I got some good panoramic shots of the mountains and of
George and Jineen fishing.
We
headed up to the top end of the lake where two rivers flow in.
George thought it would be a good place to fish for
grayling, and I just wanted to explore the lake.
The wind was picking up and clouds were moving in, and the
lake was getting rougher. We
trolled intermittently as we went, enjoying the spectacular
scenery. Patches of
sunlight illuminated the dramatic peaks, and dozens of high
waterfalls cascaded down steep slopes.
We could catch glimpses of snow amid the mist-shrouded
heights, and glaciers were creeping down the mountainsides.
A tall snow-covered mountain dominated the view up the
valley at the top of the lake.
Fishing
for grayling was out of the question by the time we made it to the
head of the lake. The
waves suddenly became so big that the boat started to buck and
heave violently, and we decided it wasn’t safe to be out there.
We turned around and headed for home.
We hugged the shoreline; we had been advised to stay within
50 yards of shore if it was windy, because if you capsize the
water is so cold you would succumb to hypothermia within minutes,
so you couldn’t swim far.
The
boat was hitting the waves head-on, plunging and bucking over the
swales. This was
definitely the kind of conditions that we had been told not to take the boat out in. Jineen,
as uncomfortable on rough water as I am with heights, was
clutching the sides of the boat and looking pale - but I found it
exhilarating.
Rough waters on the lake. |
Ahead
of us, we could see a storm moving in.
Clouds lowered over the mountaintops, and silver rain came
slanting down.

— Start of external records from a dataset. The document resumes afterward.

Issue #511, opened 2020-12-23
Header injection and path forgery [security issue]


n0npax:
I believe there is a security issue with the current implementation of `Request`.

The full example can be found [here](https://github.com/n0npax/dart-test-http)

## What's wrong:
`Request` is passing method verb as is to the stream without any kind of validation.
basically:
```dart
  var r = Request(
      "GET http://example.com/ HTTP/1.1\r\nHost: example.com\r\nLLAMA:",
      Uri(scheme: "http", path: "/llama", host: "localhost"));
  var rs = await r.send();
```

generates request like:
```bash
sudo nc -l 127.0.0.1 80 
GET HTTP://EXAMPLE.COM/ HTTP/1.1
HOST: EXAMPLE.COM
LLAMA: /llama HTTP/1.1
user-agent: Dart/2.10 (dart:io)
accept-encoding: gzip
content-length: 0
host: localhost
```

## What I'd expect
If HTTP verb(method) is not a part of the known set of verbs (GET/PUT/HEAD/...) I'd expect an exception to be thrown

## Why this is a security risk
If the developer is using `Request` to abstract generating HTTP calls and he's accepting a `method` param from the user, the user can do some magic like header injection or path forgery.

Stray
sunbeams escaped through holes in the clouds, to form God’s rays
reaching from the sky down to the lake.
The wind blew even stronger, and the boat was slamming over
huge swells; my spine would never be the same.

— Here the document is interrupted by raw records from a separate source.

PR #521, opened 2021-01-21
Add support for request timeout

natebosch:
Wire up a timer to perform the appropriate type of aborting and resource
cleanup for each client. Handles canceling the timer when the request
completes.

### DIFF
--- a/lib/http.dart
+++ b/lib/http.dart
@@ -3,6 +3,7 @@
 // BSD-style license that can be found in the LICENSE file.
 
 /// A composable, [Future]-based library for making HTTP requests.
+import 'dart:async';
 import 'dart:convert';
 import 'dart:typed_data';
 
@@ -27,6 +28,10 @@ export 'src/streamed_response.dart';
 
 /// Sends an HTTP HEAD request with the given headers to the given URL.
 ///
+/// If [timeout] is not null the request will be aborted if it takes longer than
+/// the given duration to complete, and the returned future will complete as an
+/// error with a [TimeoutException].
+///
 /// This automatically initializes a new [Client] and closes that client once
 /// the request is complete. If you're planning on making multiple requests to
 /// the same server, you should use a single [Client] for all of those requests.
@@ -38,6 +43,10 @@ Future<Response> head(Uri url,
         (client) => client.head(url, headers: headers, timeout: timeout));
 
 /// Sends an HTTP GET request with the given headers to the given URL.
+///
+/// If [timeout] is not null the request will be aborted if it takes longer than
+/// the given duration to complete, and the returned future will complete as an
+/// error with a [TimeoutException].
 ///
 /// This automatically initializes a new [Client] and closes that client once
 /// the request is complete. If you're planning on making multiple requests to
@@ -65,6 +74,10 @@ Future<Response> get(Uri url,
 ///
 /// [encoding] defaults to [utf8].
 ///
+/// If [timeout] is not null the request will be aborted if it takes longer than
+/// the given duration to complete, and the returned future will complete as an
+/// error with a [TimeoutException].
+///
 /// For more fine-grained control over the request, use [Request] or
 /// [StreamedRequest] instead.
 Future<Response> post(Uri url,
@@ -90,6 +103,10 @@ Future<Response> post(Uri url,
 /// `"application/x-www-form-urlencoded"`; this cannot be overridden.
 ///
 /// [encoding] defaults to [utf8].
+///
+/// If [timeout] is not null the request will be aborted if it takes longer than
+/// the given duration to complete, and the returned future will complete as an
+/// error with a [TimeoutException].
 ///
 /// For more fine-grained control over the request, use [Request] or
 /// [StreamedRequest] instead.
@@ -118,6 +135,10 @@ Future<Response> put(Uri url,
 ///
 /// [encoding] defaults to [utf8].
 ///
+/// If [timeout] is not null the request will be aborted if it takes longer than
+/// the given duration to complete, and the returned future will complete as an
+/// error with a [TimeoutException].
+///
 /// For more fine-grained control over the request, use [Request] or
 /// [StreamedRequest] instead.
 Future<Response> patch(Uri url,
@@ -129,6 +150,10 @@ Future<Response> patch(Uri url,
         headers: headers, body: body, encoding: encoding, timeout: timeout));
 
 /// Sends an HTTP DELETE request with the given headers to the given URL.
+///
+/// If [timeout] is not null the request will be aborted if it takes longer than
+/// the given duration to complete, and the returned future will complete as an
+/// error with a [TimeoutException].
 ///
 /// This automatically initializes a new [Client] and closes that client once
 /// the request is complete. If you're planning on making multiple requests to
@@ -149,6 +174,10 @@ Future<Response> delete(Uri url,
 /// The Future will emit a [ClientException] if the response doesn't have a
 /// success status code.
 ///
+/// If [timeout] is not null the request will be aborted if it takes longer than
+/// the given duration to complete, and the returned future will complete as an
+/// error with a [TimeoutException].
+///
 /// This automatically initializes a new [Client] and closes that client once
 /// the request is complete. If you're planning on making multiple requests to
 /// the same server, you should use a single [Client] for all of those requests.
@@ -166,6 +195,10 @@ Future<String> read(Uri url,
 ///
 /// The Future will emit a [ClientException] if the response doesn't have a
 /// success status code.
+///
+/// If [timeout] is not null the request will be aborted if it takes longer than
+/// the given duration to complete, and the returned future will complete as an
+/// error with a [TimeoutException].
 ///
 /// This automatically initializes a new [Client] and closes that client once
 /// the request is complete. If you're planning on making multiple requests to
--- a/lib/http.dart
+++ b/lib/http.dart
@@ -32,8 +32,10 @@ export 'src/streamed_response.dart';
 /// the same server, you should use a single [Client] for all of those requests.
 ///
 /// For more fine-grained control over the request, use [Request] instead.
-Future<Response> head(Uri url, {Map<String, String>? headers}) =>
-    _withClient((client) => client.head(url, headers: headers));
+Future<Response> head(Uri url,
+        {Map<String, String>? headers, Duration? timeout}) =>
+    _withClient(
+        (client) => client.head(url, headers: headers, timeout: timeout));
 
 /// Sends an HTTP GET request with the given headers to the given URL.
 ///
@@ -42,8 +44,10 @@ Future<Response> head(Uri url, {Map<String, String>? headers}) =>
 /// the same server, you should use a single [Client] for all of those requests.
 ///
 /// For more fine-grained control over the request, use [Request] instead.
-Future<Response> get(Uri url, {Map<String, String>? headers}) =>
-    _withClient((client) => client.get(url, headers: headers));
+Future<Response> get(Uri url,
+        {Map<String, String>? headers, Duration? timeout}) =>
+    _withClient(
+        (client) => client.get(url, headers: headers, timeout: timeout));
 
 /// Sends an HTTP POST request with the given headers and body to the given URL.
 ///
@@ -64,9 +68,12 @@ Future<Response> get(Uri url, {Map<String, String>? headers}) =>
 /// For more fine-grained control over the request, use [Request] or
 /// [StreamedRequest] instead.
 Future<Response> post(Uri url,
-        {Map<String, String>? headers, Object? body, Encoding? encoding}) =>
-    _withClient((client) =>
-        client.post(url, headers: headers, body: body, encoding: encoding));
+        {Map<String, String>? headers,
+        Object? body,
+        Encoding? encoding,
+        Duration? timeout}) =>
+    _withClient((client) => client.post(url,
+        headers: headers, body: body, encoding: encoding, timeout: timeout));
 
 /// Sends an HTTP PUT request with the given headers and body to the given URL.
 ///
@@ -87,9 +94,12 @@ Future<Response> post(Uri url,
 /// For more fine-grained control over the request, use [Request] or
 /// [StreamedRequest] instead.
 Future<Response> put(Uri url,
-        {Map<String, String>? headers, Object? body, Encoding? encoding}) =>
-    _withClient((client) =>
-        client.put(url, headers: headers, body: body, encoding: encoding));
+        {Map<String, String>? headers,
+        Object? body,
+        Encoding? encoding,
+        Duration? timeout}) =>
+    _withClient((client) => client.put(url,
+        headers: headers, body: body, encoding: encoding, timeout: timeout));
 
 /// Sends an HTTP PATCH request with the given headers and body to the given
 /// URL.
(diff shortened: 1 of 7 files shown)


natebosch:
cc @lrhn @jakemac53 

I'd like to get some initial feedback on the approach and whether this is worth doing.

I think this is worth doing because timeouts are a common case for wanting to abort requests, and they are easier to get wrong than to get right. The naive approach of `.timeout` doesn't clean up resources and the entire result is still going to get read. Even with a general mechanism to abort requests a timeout argument is handy because we can handle the timer cancellation which would otherwise be boilerplate. We also likely can't arrive at a solid design for request aborting in general, but the API design with `timeout:` argument is fairly straightforward.

Please let me know what you think of this initial version, if we think it looks like a good approach I can start work on tests. I'm not sure how easy it is going to be to cover all the behavior here well.

lib/src/browser_client.dart
```diff
@@ -50,34 +67,36 @@ class BrowserClient extends BaseClient {
       ..responseType = 'arraybuffer'
       ..withCredentials = withCredentials;
     request.headers.forEach(xhr.setRequestHeader);
-
-    var completer = Completer<StreamedResponse>();
+    if (timeout != null) {
+      onTimeout = () {
+        xhr.abort();
```
jakemac53, line 72: Should we be removing the xhr from _xhrs here? It seems to me that currently that would only happen once the request completes with either an error or success. Presumably calling abort does make it complete with an error, but then i would only expect to see the call to `abort` here, otherwise we are likely trying to complete the completer twice?

jakemac53: Maybe we should remove the xhr whenever the completer completes actually instread of doing it manually in all these places?

jakemac53 (commented):
The api lgtm

lib/http.dart
```diff
@@ -32,8 +32,10 @@ export 'src/streamed_response.dart';
 /// the same server, you should use a single [Client] for all of those requests.
 ///
 /// For more fine-grained control over the request, use [Request] instead.
-Future<Response> head(Uri url, {Map<String, String>? headers}) =>
-    _withClient((client) => client.head(url, headers: headers));
+Future<Response> head(Uri url,
+        {Map<String, String>? headers, Duration? timeout}) =>
```
lrhn, line 36: Document the parameter.

What happens when the timeout duration has passed? I'm *expecting* the returned future to complete with a `TimeoutException`. If so, that's a reasonable default, and there isn't really a good alternative.

lib/src/base_client.dart
```diff
@@ -68,12 +88,12 @@ abstract class BaseClient implements Client {
...
   /// internal HTTP errors should be wrapped as [ClientException]s.
   @override
-  Future<StreamedResponse> send(BaseRequest request);
+  Future<StreamedResponse> send(BaseRequest request, {Duration? timeout});
 
   /// Sends a non-streaming [Request] and returns a non-streaming [Response].
   Future<Response> _sendUnstreamed(
       String method, Uri url, Map<String, String>? headers,
-      [body, Encoding? encoding]) async {
+      {dynamic body, Encoding? encoding, Duration? timeout}) async {
```
lrhn, line 96: Personally, I usually make all parameters required for internal functions.
It's not great API, but it's incredibly simple and efficient.

lib/src/browser_client.dart
lrhn: Seems like we remove it on `completer.future.whenComplete` above, so it should be fine.

lib/src/browser_client.dart
```diff
@@ -41,20 +41,45 @@ class BrowserClient extends BaseClient {
...
+        completer.completeError(TimeoutException('Request aborted', timeout));
+      };
+    }
 
     unawaited(xhr.onLoad.first.then((_) {
       var body = (xhr.response as ByteBuffer).asUint8List();
+      timer?.cancel();
       completer.complete(StreamedResponse(
```
lrhn, line 83: Should probably guard by an
```dart
  if (!completer.isCompleted) { 
    completer.complate(...)
  }
```
It's probably technically possible for the timer to have completed the completer, but the callback not having been called yet (it's not a sync completer!), and then an unguarded `completer.complete` here will throw a `StateError`. Basically a race condition.
Ditto below.


Or maybe it can't happen because the timeout is a timer event, so a top-level event loop event of its own, and it completing a future will happen in a microtask of the *same* event, the only microtask scheduled by that event, so nothing can get between them. Then that might be worth documenting.

lib/src/io_client.dart
```diff
@@ -23,42 +24,82 @@ class IOClient extends BaseClient {
...
+      }, test: (error) => error is HttpException).transform<List<int>>(
+          StreamTransformer.fromHandlers(handleDone: (sink) {
+        timer?.cancel();
+        sink.close();
+      }));
+
+      if (timeout != null) {
+        onTimeout = () {
+          // TODO, is this necessary? How will it surface?
+          response.detachSocket().then((socket) => socket.destroy());
```
lrhn, line 84: Should you throw a `TimeoutException` here?

lib/src/io_client.dart
```diff
@@ -23,42 +24,82 @@ class IOClient extends BaseClient {
...
+    _send(request, timeout, completer);
+    return completer.future;
+  }
+
+  Future<void> _send(BaseRequest request, Duration? timeout,
+      Completer<IOStreamedResponse> completer) async {
     var stream = request.finalize();
 
+    Timer? timer;
+    late void Function() onTimeout;
```
lrhn, line 38: Can make this nullable instead of late, and do `onTimeout?.call();` or `onTimeout!()` in the timer callback.
That could potentially be cheaper than a late field. (Unless the compiler is being competent about late non-nullable fields and using `null` as placeholder anyway)

lib/src/browser_client.dart
```diff
@@ -41,20 +41,45 @@ class BrowserClient extends BaseClient {
...
+  Future<StreamedResponse> send(BaseRequest request, {Duration? timeout}) {
+    final completer = Completer<StreamedResponse>();
+    _send(request, timeout, completer);
+    return completer.future;
+  }
+
+  Future<void> _send(BaseRequest request, Duration? timeout,
+      Completer<StreamedResponse> completer) async {
+    Timer? timer;
+    late void Function() onTimeout;
```
lrhn, line 53: Maybe avoid the `late` and do:
```dart
  HttpRequest? xhrOptional;
  if (timeout != null) {
    timer = Timer(timeout, () {
      xhrOptional?.abort();
      completer.completeError(TimeoutException("Request aborted", timeout));
    });
  }
  var bytes = await request.finalize().toBytes();
  var xhr = xhrOptional = HttpRequest();
```

lrhn (approved):

lib/http.dart
natebosch: Yes I think completing with a `TimeoutException` is the most useful API.

If it turns out that it is more common to want to ignore the timeout and have a `Future` that doesn't complete instead we could drop a utility for it in `package:async`

```dart
extension IgnoreTimeout<T> on Future<T> {
  Future<T> ignoreTimeout() => catchError((_) {}, test:(e) => e is TimeoutException);
}
```

lrhn: I don't think anyone ever wants a future which doesn't complete.
(They might think they do, but then they end up doing `try { await something; } finally { never runs!!!?! }` and change their mind).

lib/src/io_client.dart
natebosch: Yes, looks like I need to handle this on the response stream.

lib/src/io_client.dart
natebosch: I think I have a slight preference for `late` as it matches the intended semantics more closely IMO. Outside of performance concerns do you have a preference one way or the other?

lib/src/browser_client.dart
natebosch: Done.

lib/src/base_client.dart
natebosch: Sure, this library is small enough that it isn't much of a readability hit.

natebosch:
One more question about the API design.

Some backround: There are differences between behaviors with the `send` API. In the browser the `Future` won't complete until the entire response body is read, while on the vm the `Future` will complete as soon as headers are received, and the response body `stream` is kept open until the entire body is read. I do think it's plausible we could change this in the browser - perhaps not going all the way to a real streaming implementation, but potentially at least making the `Future` complete with the headers. I don't know if we need to block on that.

The immediate question is, should the Stream emit the Timeout or not. If it doesn't the timeout would apply only to receiving the headers and you'd need to cancel a stream subscription to get a full timeout.
My current implementation emits the timeout, which is convenient because it makes the `Future` only APIs work as expected without any extra effort.

lib/src/io_client.dart
lrhn: I consider `late` an unsafe and dynamic feature at the same level of as, well, `dynamic`. I try to avoid it as much as possible, just as I do `dynamic`. Late variables have their uses, where it makes things easier, but it never makes them *safer*. 

Using `late` (and `dynamic`) allows statically undetectable run-time errors with visible marker at the use position. I prefer to use something nullable and `!` when possible *because* it is more verbose and therefore highlights the assumption at the read (by adding `!`).

This is a fairly fundamental library, and I think we should always choose safety (and performance) over brevity.

lrhn:
It sounds like we have two APIs, one future based and one stream based.
They should probably act differently.

It's hard to say what a "timeout" means if the author cannot specify it. Do they need the entire result before that time (when do I need to move on, with or without a response?), or do they just need some evidence that the remote end exists and is willing to answer before that time (how long do I wait if the remote server is down?). I can see both use-cases as valid.

Is there any way to *cancel* the timeout? So, set a timeout of 5 seconds, which will then kill the connection after that time (and put an exception on the stream), but if I get a header and plausible start of the response before that time, then I can cancel the timeout (or start a new timer). That would make it easier for the client to control the timeout behavior without having to know up-front whether they're waiting for a non-remote-end timeout or a large response.

lib/src/io_client.dart
jakemac53: Using `late` here I believe is more about choosing something that matches the underlying semantics/implementation than brevity. I don't feel super strongly either way, but this is always assigned, and I don't agree it is any safer to use `!` everywhere - we would not be adding any null checks either way.

jakemac53: Hmm actually on re-reading it I think this is only assigned if `timeout` is non-null, in which case making it nullable does match the semantics better, so I retract my previous comment and agree it should be nullable.

natebosch: I wasn't taking enough advantage of flow analysis. Turns out we don't need `late` or `?`. If I switch a few lines around then definite assignment analysis takes over.

natebosch:
I can see the use cases for both variants of timeout. One thing I'm not sure of is whether most authors would want to timeout the connection (which they can do [with a `dart:io` client](https://api.dart.dev/stable/2.10.5/dart-io/HttpClient/connectionTimeout.html)) or the headers.

natebosch:
> I can see both use-cases as valid.

I agree that both are probably valid, it's hard to say whether both are worth the API space. After some discussion I think we are leaning towards the timeout applying to the Stream as well. It's slightly less general, but also a friendlier API for the case it solves, and my hunch is that is the more common one.

What we can do, though, is hold on to a little room for the other one. If we name the argument `contentTimeout` instead of `timeout` then it's easier to add a `headerTimeout` argument later. It would still be a breaking change and a major version bump, but the vast majority of uses would not be impacted.

Currently I'm leaning towards using the name `timeout` for the `Future` APIs, and `contentTimeout` for the `Future<Stream>` API. We _could_ add a `headerTimeout` to the `Future` APIs but it starts to get weird to have a `Future` which might be timed out within some period, or might wait indefinitely (or to some longer separate timeout) without any way to observe what is happening. I don't know if anyone is asking for a timeout specifically for headers either - I think most users expect a `Future` to have a single timeout, and the name `timeout` is nicest for that. I'd be happy to discuss using the name `contentTimeout` for all of these arguments consistently if anyone wants to bikeshed a bit more or thinks it is important to leave room to add a `headerTimeout` for these other APIs as well.

> Is there any way to cancel the timeout?

Not that I can think of without a difficult to understand API.

lib/http.dart
natebosch: Added docs.

lib/src/browser_client.dart
natebosch: I went ahead and guarded them all with a `completer.isCompleted` checks in both client implementations. I think it's probably more checks than are needed, but adding the checks won't introduce bugs and we can always remove them later with an explanation of why it isn't required.

natebosch:
After some further discussion we think there is more risk in getting this API wrong than there is in delaying it until after the dust settles on NNBD and we can take more time to design it alongside general request aborting and decide about the rollout plan from there. We may end up with a slower alternate-import type migration for request aborting, and so we could use that same approach to deliver a timeout feature alongside abort with a gradual migration.

We should continue to use this discussion to inform our future design, but I don't think I'll hold the null safe publish on it.

natebosch:
One thing I'm noticing about this as I look at overrides of `send` in other client implementations - it isn't very friendly to deal with the `Timer`. From an overrider standpoint the `Future<void> abortOn` seems easier. It's unfortunate that the design for customizing a client deals with overriding a public facing API - if those were separate signatures we could give a friendly-to-use API for users and a friendly-to-implement API for overriders.

lib/src/base_request.dart
```diff
@@ -117,11 +118,18 @@ abstract class BaseRequest {
   /// the request is complete. If you're planning on making multiple requests to
   /// the same server, you should use a single [Client] for all of those
   /// requests.
-  Future<StreamedResponse> send() async {
+  ///
+  /// If [contentTimeout] is not null the request will be aborted if it takes
+  /// longer than the given duration to receive the entire response. If the
+  /// timeout occurs before any reply is received from the server the returned
+  /// future will as an error with a [TimeoutException]. If the timout occurs
```
lrhn, line 125: Missing a "will *complete* as" here?

I'd usually write "the returned future will complete with a [TimeoutException] error."

lib/src/base_request.dart
```diff
@@ -117,11 +118,18 @@ abstract class BaseRequest {
...
+  /// after the reply has been started but before the entire body has been read
```
lrhn, line 126: Comma before "but"? (And then probably also after "read").

Maybe "has been started" -> "has started".

lib/src/base_request.dart
```diff
@@ -117,11 +118,18 @@ abstract class BaseRequest {
   /// the request is complete. If you're planning on making multiple requests to
   /// the same server, you should use a single [Client] for all of those
   /// requests.
-  Future<StreamedResponse> send() async {
+  ///
+  /// If [contentTimeout] is not null the request will be aborted if it takes
```
lrhn, line 122: I'd usually say "If [contentTimeout] is provided, the ...."
I know you can technically provide a `null` argument, but users will understand it anyway. After all, you talk about the duration afterwards, and `null` is not a duration.

lib/src/base_request.dart
```diff
@@ -117,11 +118,18 @@ abstract class BaseRequest {
...
+  /// longer than the given duration to receive the entire response. If the
+  /// timeout occurs before any reply is received from the server the returned
```
lrhn, line 124: Comma after "server"?

lrhn (approved):
API LGTM.

lib/src/base_request.dart
DeD1rk: Don't think so, the '... but ...' is a single description of a condition, whereas a comma would suggest the two parts being separate sentences.

lrhn: I read "but before the entire body has been read" as parenthetical.
If it's not a parenthetical clause, it deserves to be equally prominent to the main clause, and I'd change `but` to `and`.
I'd still have a comma after `read` in either case.

amondnet (approved):

piotrsed (approved):

lukacat10:
This PR contains important features, has gone under extensive reviews, and should be merged by now.  
There are only a few improvements left on the documentation, and some merge conflicts.  
@natebosch Can you please address this? So an approval can be made?

RyanKhanh (approved):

It seemed much longer on the way home.
Of course we shouldn’t have been surprised; Upper Twin
Lake is big - 7 miles long and 3/4 of a mile wide - so we had to
have covered about five miles each way.
But still, I didn’t remember coming this far.
We finally got back to our little
cove at Windsong, where we wrestled the boat up on to the skids
and winched it out of the water.
Our feet and hands were frozen, and it was a relief to
stand on solid ground. George
made white bean soup for dinner; he’d had the beans cooking all
day on the wood stove, like Dick Proenneke described in his book. The
soup was fabulous - we were eating like kings.
I hope the wet socks
didn't drip into George's bean soup.
|
The
birds were getting greedy. I
was feeding them on the porch when one bold jay lit on my hand and
quickly gobbled all the crumbs offered, and looked around for
more. I held out a
pancake to him, expecting him to peck a bite out of it - but
instead he snatched the whole pancake out of my hand and flew away
with it! Camp Robber
is an apt name for these audacious little birds.